Wie der "Tagesspiegel" berichtet, soll das Auswärtige Amt in einer internen Prüfung festgestellt haben, dass sich Böhmermann wahrscheinlich strafbar gemacht habe.

Im Paragraf 103 des Strafgesetzbuches (StGB) heißt es unter anderem: "Wer ein ausländisches Staatsoberhaupt [...] beleidigt, wird mit Freiheitsstrafe bis zu drei Jahren oder mit Geldstrafe, im Falle der verleumderischen Beleidigung mit Freiheitsstrafe von drei Monaten bis zu fünf Jahren bestraft.

Damit ein Strafverfahren gegen Böhmermann eingeleitet werden kann, müsste allerdings ein offizieller Antrag der türkischen Botschaft beim Auswärtigen Amt vorliegen.

Es bleibt abzuwarten, ob Angela Merkels Eingreifen in den Fall - die Kanzlerin hatte am Sonntagabend mit dem türkischen Ministerpräsidenten Davutoglu telefoniert und auf die bereits gezogenen Konsequenzen des ZDF verwiesen - die Wogen geglättet hat und die Türkei keine weiteren Schritte unternehmen wird.

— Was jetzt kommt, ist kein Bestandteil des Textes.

PR #2222, opened 2026-07-10
Be a little more careful when examining passwords in the LDAP "AuthBi…

Castaglia:
…nds off" scenario, as the passwords could be an empty string, or not have expected "{scheme}" prefaces.

### DIFF
--- a/contrib/mod_ldap.c
+++ b/contrib/mod_ldap.c
@@ -1869,7 +1869,8 @@ MODRET ldap_auth_auth(cmd_rec *cmd) {
  */
 MODRET ldap_auth_check(cmd_rec *cmd) {
   char *pass, *cryptpass, *hash_method, *crypted;
-  int encname_len, res;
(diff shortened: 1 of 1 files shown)


contrib/mod_ldap.c
```diff
@@ -1937,20 +1938,31 @@ MODRET ldap_auth_check(cmd_rec *cmd) {
...
   }
 
-  /* Get the length of "scheme" in the leading {scheme} so we can skip it
-   * in the password comparison.
+  /* Check to see how the password is encrypted, and check accordingly.
+   *
+   * Get the length of "scheme" in the potential leading {scheme} so we can
+   * skip it in the password comparison.
    */
-  encname_len = strcspn(cryptpass + 1, "}");
```
Castaglia, line 1943: In the case where `cryptpass` is the `""` empty string, this previous use of `cryptpass+1` is a one-byte OOB read.

Issue #74, opened 2017-11-23
Save accelerometer/gyro/compass calibration and restore it when rebooting


sarfata:

ronzeiller:
I have made a routine for this, I will make a PR, have to look for it.

It did not help me to get proper values, but I have the box on my desktop and without moving the sensor the values for HDG are rather useless and wrong...

Heel and Pitch are reliable good and not drifting.
On one of my versions I had a long button press for storing offset values for heel/pitch to "calibrate" the boat in the marina, but it was for the master branch ;-)
To load those values from memory at rebooting is nice to have (especially when rebooting is necessary during sailing....)

sarfata:
Can you be more specific about "they are rather useless and wrong"? Did you connect the same sensor to your teensy? Is the value off when you compare it to a magnetic compass? Or completely bogus and jumping all over?

This sensor is supposed to be really good and is used in drones and many other applications. I think we can make it work very well. When I take the time to calibrate it at home (following the procedure in the datasheet), it gets very precise afterwards. I have not tried to calibrate and compare to a navigation compass on a boat yet.

sarfata:
I think we can close this ticket now. I agree we are not very happy with the result but the calibration is saved and restored.

PR #77, opened 2017-11-24
IMUMonitorPage with filtered values for HDG, Heel, Pitch

ronzeiller:
Filter is IIR-Filter as used in openCPN for damping of display in dashboard.

**What is missing and should/could be done:**
 - Setting for damping values by ini-file or similar 
 - for automatic damping (calculated by the IMUService interval) the real interval value should be taken (at the moment fixed value in main.cpp)
 - get cal-values from IMUService to show them too? 
- remove all the debug msg from the code after testing

**Note:** 
at the moment the display stucks to an old value, if there is no update due to bad calibration values!! (KBox minimum default SysCal 3 needed)
Workaround could be to check if there was no update since nnn ms and set the textlayers to something like "--"

**Remark:**
.....on the Display and in the code is mentioned "heel" and not "roll" as in KBox.
I would  suggest is to switch to "heel" as I think that "roll" is for large ship and "heel" is the more common expression for sailing boats. (formula for leeway, ORC calculations, openCPN Dashboard,....)

### DIFF
--- a/src/host/pages/IMUMonitorPage.cpp
+++ b/src/host/pages/IMUMonitorPage.cpp
@@ -1,0 +1,133 @@
+/*
+  * Project:  KBox
+  * Purpose:  IMU Monitor Page for HDG, Heel & Pitch (+ Cal planned)
+  * Author:   (c) Ronnie Zeiller, 2017
+  * KBox:     (c) 2017 Thomas Sarlandie thomas@sarlandie.net
+
+  The MIT License
+
+  Permission is hereby granted, free of charge, to any person obtaining a copy
+  of this software and associated documentation files (the "Software"), to deal
+  in the Software without restriction, including without limitation the rights
+  to use, copy, modify, merge, publish, distribute, sublicense, and/or sell
+  copies of the Software, and to permit persons to whom the Software is
+  furnished to do so, subject to the following conditions:
+
+  The above copyright notice and this permission notice shall be included in
+  all copies or substantial portions of the Software.
+
+  THE SOFTWARE IS PROVIDED "AS IS", WITHOUT WARRANTY OF ANY KIND, EXPRESS OR
+  IMPLIED, INCLUDING BUT NOT LIMITED TO THE WARRANTIES OF MERCHANTABILITY,
+  FITNESS FOR A PARTICULAR PURPOSE AND NONINFRINGEMENT. IN NO EVENT SHALL THE
+  AUTHORS OR COPYRIGHT HOLDERS BE LIABLE FOR ANY CLAIM, DAMAGES OR OTHER
+  LIABILITY, WHETHER IN AN ACTION OF CONTRACT, TORT OR OTHERWISE, ARISING FROM,
+  OUT OF OR IN CONNECTION WITH THE SOFTWARE OR THE USE OR OTHER DEALINGS IN
+  THE SOFTWARE.
+*/
+
+#include <stdio.h>
+#include "common/signalk/SKUpdate.h"
+#include "IMUMonitorPage.h"
+#include <KBoxLogging.h>
+#include "signalk/SKUnits.h"
+#include "services/IMUService.h"
+#include "common/signalk/SKUpdateStatic.h"
+#include "common/signalk/SKUnits.h"
+
+
+IMUMonitorPage::IMUMonitorPage(SKHub& hub) {
+  _IMU_HDGFiltered    = 361;
+  _IMU_PitchFiltered  = 181;
+  _IMU_HeelFiltered   = 181;
+
+  // Damping values 1.....100 --> 0.5 no filter ......0.005 max filter
+  // for higher frequencies even more
+  // TODO: make KBox setting for damping values 1.......100
+
+  // auto damping factored by the IMUServiceInterval which is
+  // probably between 50 and 100 (20 - 10 Hz)
+  // TODO: set and get IMUServiceInterval for automatic modus -> #define IMUServiceInterval ??
+
+  _dampingHdg = _IMUServiceInterval / 1400.000; // 0.05
+  if (_dampingHdg>0.5) _dampingHdg=0.5;
+
+
+  // Heel and Pitch need smaller damping
+  _dampingHeelPitch = _IMUServiceInterval / 700.000; // 0.1 .... 0.1;
+  if (_dampingHeelPitch>0.5) _dampingHeelPitch=0.5;
+
+  INFO( "HDG Damping factor taken for IIR-filter: %f", _dampingHdg );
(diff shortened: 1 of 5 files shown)


ronzeiller:
**Don't know why the Travis CI build fails with:**
**Seems that they have an old Teensy library!!
I had this error here before updating to Teensyduino 1.4 resp. before Update Teensy Module to 2.7 in Platformio**
```
In file included from .piolibdeps/Teensy_ADC/ADC_Module.cpp:36:0:
.piolibdeps/Teensy_ADC/VREF.h:23:38: error: 'VREF_SC_MODE_LV_HIGHPOWERBUF' was not declared in this scope
inline void start(uint8_t mo
de = VREF_SC_MODE_LV_HIGHPOWERBUF, uint8_t trim = 0x20) {
```

sarfata:
Yes I have seen that too. I am going to edit Travis.yml to force an update
before building.

Thanks for all the other PRs, i am going to look into it ASAP. Been busy
painting the boat these past few days ... different kind of project ;)

sarfata:
Unfortunately git thinks this was merged because your other PR included those commits at some point but they were reverted later so it does not appear in the current develop branch.

I think the best thing to do here is to take the files, create a new branch from develop, apply the files and open a new PR.

src/host/util/iirfilter.h
```diff
@@ -0,0 +1,87 @@
...
+* iirfilter.h
+*
+* Project:  KBox
+* Purpose:  Class that implements single order inifinite-impulse-response filter
+* Author:   Transmitterdan, adaptions for KBox by Ronnie Zeiller 2017
+***************************************************************************
+*   Copyright (C) 2016                                                    *
+*                                                                         *
+*   This program is free software; you can redistribute it and/or modify  *
+*   it under the terms of the GNU General Public License as published by  *
```
sarfata: This license is a problem. If we include a single GPL file then the entire project must be distributed under the GPL. This is very unfortunate but I think we have to be careful with this because it would be a shame to put so much effort into the project and get into legal issues later.

I think we should try to find a MIT or Apache licensed library that does the same thing. For example this would probably work well for us: https://github.com/JonHub/Filters

src/host/pages/IMUMonitorPage.h
```diff
@@ -0,0 +1,57 @@
...
+#include "common/signalk/SKSubscriber.h"
+#include "util/iirfilter.h"
+
+class IMUMonitorPage : public Page, public SKSubscriber {
+private:
+  TextLayer *hdgTL, *heelTL, *pitchTL, *calTL;  // display cal planned for later
+  unsigned long int _nextPrint = 0;
+  uint16_t _IMUServiceInterval = 50;
+
+  iirfilter   IMU_HdgFilter;
```
sarfata: I do not think you need to prefix the variable with `IMU_` since they are private member of this class. But they should start with a lower-case letter. Maybe `headingFilter`, `heelFilter` and `pitchFilter`?

src/host/pages/IMUMonitorPage.cpp
```diff
@@ -0,0 +1,133 @@
...
+
+  // Heel and Pitch need smaller damping
+  _dampingHeelPitch = _IMUServiceInterval / 700.000; // 0.1 .... 0.1;
+  if (_dampingHeelPitch>0.5) _dampingHeelPitch=0.5;
+
+  INFO( "HDG Damping factor taken for IIR-filter: %f", _dampingHdg );
+  INFO( "Heel/Pitch Damping factor taken for IIR-filter: %f", _dampingHeelPitch );
+
+  // set filter type
+  IMU_HdgFilter.setType(IIRFILTER_TYPE_DEG);
```
sarfata: The library I recommended does not support type degree unfortunately. We would need to add this.

src/host/pages/IMUMonitorPage.cpp
```diff
@@ -0,0 +1,133 @@
...
+
+  if ( up.hasNavigationHeadingMagnetic() ) {
+    const SKValue& vm = up.getNavigationHeadingMagnetic();
+    _IMU_HDGFiltered = IMU_HdgFilter.filter( round ( SKRadToDeg( vm.getNumberValue()) * 10) / 10.0 );
+    //DEBUG("HDG: %f\n", round( SKRadToDeg( vm.getNumberValue()) * 10) / 10.0 );
+  }
+
+  if ( up.hasNavigationAttitude() ) {
+    const SKValue& vm = up.getNavigationAttitude();
+    _IMU_HeelFiltered = IMU_HeelFilter.filter( round( SKRadToDeg( vm.getAttitudeValue().roll ) * 10) / 10.0 );
```
sarfata: I think it would be cleaner to do all the maths in radian and just convert when we are displaying the values.

sarfata:
> at the moment the display stucks to an old value, if there is no update due to bad calibration values!! (KBox minimum default SysCal 3 needed). Workaround could be to check if there was no update since nnn ms and set the textlayers to something like "--"

Yes that would be great!

> Remark:
> .....on the Display and in the code is mentioned "heel" and not "roll" as in KBox.
I would suggest is to switch to "heel" as I think that "roll" is for large ship and "heel" is the more common expression for sailing boats. (formula for leeway, ORC calculations, openCPN Dashboard,....)

SignalK went with `roll` for the spec, that is why I chose `roll` in the code. I have no problem with using `heel` for display but I do not think we should change the name in code or we will not be coherent anymore.

ronzeiller:
You are right about the license, I thought so too.
I will make a new file filters.h with redesigned iir-filter which we can extend with median-filters or other average filters as needed in the future.

Everything else you mentioned is totally fine. Will do everything new and make a new PR.
Thank you for your patience with all my github trial and errors.... :blush:

May be it would be good to split `update.setNavigationAttitude` and `update.setNavigationHeadingMagnetic` to "their own" calibration states  (Hdg -> magCalib and roll and pitch -> accelCalib and gyroCalib) in IMUService (and not to the general sysCalib)?

At the IMUMonitorPage I will look for Updates within the last, let's say 3 (?) seconds and make the display "--"
(Could/Should be done at any (monitor)-page, to get rid of old, not valid datas anyway......)

(More specific answer about the BNO055 sensor will come in the next days in Issues https://github.com/sarfata/kbox-firmware/issues/74)

sarfata:
> Maybe it would be good to split update.setNavigationAttitude and update.setNavigationHeadingMagnetic to "their own" calibration states (Hdg -> magCalib and roll and pitch -> accelCalib and gyroCalib) in IMUService (and not to the general sysCalib)?

I think I looked into that in the past but I believe I have seen the accel/gyro calib go to 2 even after sysCalib is 3 for a while. Was not great.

An Böhmermanns "Neo Magazin Royale" soll sich nach Angaben des ZDF nichts ändern. Es werde die gleiche Show bleiben wie bislang auch, sagte ein Sprecher am Montag.

Er verwies auf frühere Aussagen von Programmdirektor Norbert Himmler und Unternehmenssprecher Alexander Stock. Himmler hatte erklärt: "Wir sind bekannt dafür, dass wir bei unseren Satire-Formaten breite Schultern haben und den Protagonisten große Freiräume geben." Es gebe aber Grenzen der Ironie und Satire.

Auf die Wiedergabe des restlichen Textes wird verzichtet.